PPL Electric Utilities has reached a settlement agreement in its Pennsylvania rate case that, if approved, would raise average residential bills by 4.9%, to about $184 a month, and institute a new tariff for data centers and other large load customers setting rates, terms and conditions of service.
Under the proposed settlement, filed Friday at the Pennsylvania Public Utility Commission, PPL would increase its annual electric base distribution revenue by $275 million — about 23% less than the $356.3 million the utility originally sought. PPL Electric Utilities is based in Allentown, Pennsylvania, and serves about 1.5 million customers across eastern and central Pennsylvania.
The large load tariff would apply to customers with a peak electric demand of 50 MW or greater at a single facility or 75 MW or greater in the aggregate among facilities taking service at or above 69 kV within a 10-mile radius.
Large load electric service agreements would include an initial term of not less than 10 years, an initial load ramp schedule of up to five years, minimum load guarantees and exit fees, according to the settlement agreement. Customers that choose a voluntary interruptible option can reduce the minimum load guarantees.
In addition, each large load customer would be required to execute an agreement governing its interconnection to the transmission system at voltages equal to or greater than 69 kV and provide security in an amount equal to the cost of upgrades needed to serve it.
Under the proposed tariff, large loads would provide $11 million a year for PPL Electric's residential low-income program, the company said.
The agreement acknowledges that the proposal does not address all concerns, and provisions in the tariff could change depending on the PUC’s ongoing review of large load tariffs.
PPL Electric’s interconnection pipeline includes about 20 GW of contracted large loads, while the utility has a 7.8-GW peak load, “meaning that the Company is preparing to more than double its system demand in just 5-6 years — growth that took over a century to reach,” according to the agreement.
”Without appropriate protections, current large load growth poses a risk of stranded assets, unrecovered costs, and cross-subsidization from other ratepayers,” the agreement states. “PPL Electric asserted that it will need to make significant investments in the transmission system to interconnect these new customers, including investments that are paid for by the customer and investments that are paid for by the Company."
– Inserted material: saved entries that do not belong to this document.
PR #584, opened 2022-05-24
Implemented Storage service

ChumakAndrey:


src/main/java/core/basesyntax/impl/StorageImpl.java
```diff
@@ -3,17 +3,47 @@
...
+            keysArray[currentPositionInArray] = key;
+            valuesArray[currentPositionInArray] = value;
+            currentPositionInArray++;
+        } else {
+            for (int i = 0; i < currentPositionInArray; i++) {
+                if (key != null && key.equals(keysArray[i])
+                        || key == keysArray[i]) {
+                    valuesArray[i] = value;
+                }
+            }
```
liliia-ponomarenko, line 31: this code-block duplicates method get(). Can we avoid it?

liliia-ponomarenko (changes requested):

liliia-ponomarenko (approved):
LGTM! 🔥

PR #586, opened 2022-05-26
hw storage solution

TymurTsvietkov:


src/main/java/core/basesyntax/impl/StorageImpl.java
```diff
@@ -3,17 +3,50 @@
...
 
 public class StorageImpl<K, V> implements Storage<K, V> {
+    private static final byte MAX_ELEMENTS= 10;
+    private final K[] keyValues;
+    private final V[] storedInfo;
+    private int elements = 0;
+
+    public StorageImpl() {
+        keyValues = (K[]) new Object[MAX_ELEMENTS];
+        storedInfo = (V[]) new Object[MAX_ELEMENTS];
```
liliia-ponomarenko, line 13: Can we avoid using downcasting here?

src/main/java/core/basesyntax/impl/StorageImpl.java
```diff
@@ -3,17 +3,50 @@
...
+    }
+
+    private boolean obEqual(Object o1, Object o2) {
+        return o1 == o2 || o1 != null && o1.equals(o2);
+    }
```
liliia-ponomarenko, line 18: private methods are added after public

src/main/java/core/basesyntax/impl/StorageImpl.java
```diff
@@ -3,17 +3,50 @@
...
+        elements++;
+        boolean newObject = true;
+        for (int i = 0; i < elements - 1; i++) {
+            if (obEqual(key, keyValues[i])) {
+                storedInfo[i] = value;
+                newObject = false;
+                elements--;
+                break;
+            }
+        }
```
liliia-ponomarenko, line 31: can we use the get() method instead of this loop?

liliia-ponomarenko (changes requested):

liliia-ponomarenko (approved):
good job 👍

PR #128, opened 2020-12-03
Better handling of account history

bvbfan:
This a WIP, i have plan to store rewards by pool id as well, should we have it for account history as well? Now we have owner <-> token <-> amount, but if it's not a pool account we can use token id instead?

### DIFF
--- a/src/flushablestorage.h
+++ b/src/flushablestorage.h
@@ -313,6 +313,24 @@ private:
     MapKV changed;
 };
 
+template<typename T>
+struct CLazySerialize
+{
+    CStorageKVIterator& it;
+
+    operator T()
+    {
+        return get();
+    }
+
+    T get()
+    {
+        T value;
+        BytesToDbType(it.Value(), value);
+        return value;
+    }
+};
+
 class CStorageView {
 public:
     CStorageView() = default;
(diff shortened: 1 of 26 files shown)


monstrobishi:
much nicer can you confirm if this has an impact on performance

bvbfan:
It's a bit faster, really small, what's save is serialize/deserialize to stream. I plan to make another class to handle rewards and to store rewards by pool id (in validation.cpp where rewards are redistributed)

ShengguangXiao (approved):

monstrobishi:
@bvbfan is this still a work in progress? you can change the title when you feel it's ready to merge in

bvbfan:
It's no more a WIP, rewards are two types, `Commission` and `PoolReward` they are stored separate from account history.

bvbfan:
`listaccounthistory` rpc call remains unchanged for account history, it has `txid` and `txn` the difference is there is no empty `txid` anymore, it means when it has `txid` it's account history, `Rewards` type is split to `Commission` and `PoolReward`, also rewards have `poolID`.
Account:
`owner`
`blockHeight`
`type` (`Rewards` is not valid type anymore)
`txn`
`txid`
`amounts`
Reward:
`owner`
`blockHeight`
`type` (`Commission` or `PoolReward`)
`poolID`
`amounts`

monstrobishi:
this could break the app if the Rewards type does not exist anymore, can we name "PoolReward" back to "Rewards" so that the type still exists, and split commission out

bvbfan:
Added https://github.com/cakedefi/defichain-private/issues/63

monstrobishi:
@bvbfan after merging the other PR (for including UTXO) this has quite a few conflicts

bvbfan:
Rebased.

bvbfan:
All unit tests pass locally, changes not affect wallet at all.

monstrobishi (approved):

bvbfan:
@Bushstar can you test new approach?

Bushstar (approved):

PR #133, opened 2020-12-09
RPC clearmempool

Bushstar:
Add clearmempool RPC call, useful in testing when rolling back blocks to retry a transaction without old transaction creating problems.


monstrobishi:
looks simple and doesn't touch anything, safe to merge now

PR #134, opened 2020-12-10
Fix verifying block validity

bvbfan:
We can have potentially invalid block due to test tx in isolation. It addresses yesterday stalled blockchain.


monstrobishi:
Can we confirm this solves the issue with a unit test

bvbfan:
Unit test just shows the block isn't correct and it's never minted.

PR #135, opened 2020-12-11
Fix sendtokenstoaddress

bvbfan:
Sorting is wrong, that makes auth tx to be missing.


monstrobishi:
any side effect of removing clear duplicate inputs?

bvbfan:
They are unique in `GetAuthInputsSmart` afterwards they are sorted by hash despite the n output.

The agreement was supported or unopposed by most of the parties in the rate case, with limited objections raised by two parties focused on certain large net metering customer classification provisions, PPL Corp., PPL Electric’s parent company, said in a Securities and Exchange Commission filing.
If approved, the rate increase would take effect on July 1, marking PPL Electric’s first distribution rate hike since 2016. Once in effect, PPL Electric’s distribution base rates would be frozen for at least two years. PPL expects the PUC will make a decision on the agreement before July.
Under the agreement, residential customers will pay a monthly $15 charge, up from $14.09. In its initial proposal, filed in September, PPL Electric proposed an increase in the base fixed residential customer charge to $17.
The agreement includes customer service and universal service enhancements, including increasing hardship fund bill credits, improving access to assistance programs, eliminating reconnection fees, streamlining the return of security deposits and increasing low-income weatherization funding, PPL Electric said.
The agreement also would update PPL Electric’s Storm Damage Expense Rider framework to “align storm cost recovery with expected expense levels and mitigate earnings volatility associated with severe weather events,” the company said.
The settlement sets the expense from reportable storms recovered through base rates for the SDER at $32 million a year beginning July 1, up from $20 million. Any over- or under- collections would be addressed through the SDER in a later period, PPL Electric said.
The agreement contains an electric vehicle time-of-use charging rebate program that is set to run from July 1 until June 30, 2030. The program for residential EV owners will be capped at 2,000 customers.